WORK TASK >>
Nothing other than an exact copy of the lines from the one containing "This PR continue" through the last line of the listing below should be written.

=== Section Start ===

PR #145, opened 2026-06-22
ChatClient migration

jazzz:
This PR continue preparing Cli-Client for group chats. Specifically It introduces a Builder pattern which allows clients to be constructed with both testing and production components. 

Relating to De-MLS, this PR:
- Allow Clients to accept any IdentityProvider to support DelegateSigners.
- Removes reliance on legacy settings.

=== Section End ===

EXPECTED OUTPUT >>
This PR continue preparing Cli-Client for group chats. Specifically It introduces a Builder pattern which allows clients to be constructed with both testing and production components. 

Relating to De-MLS, this PR:
- Allow Clients to accept any IdentityProvider to support DelegateSigners.
- Removes reliance on legacy settings.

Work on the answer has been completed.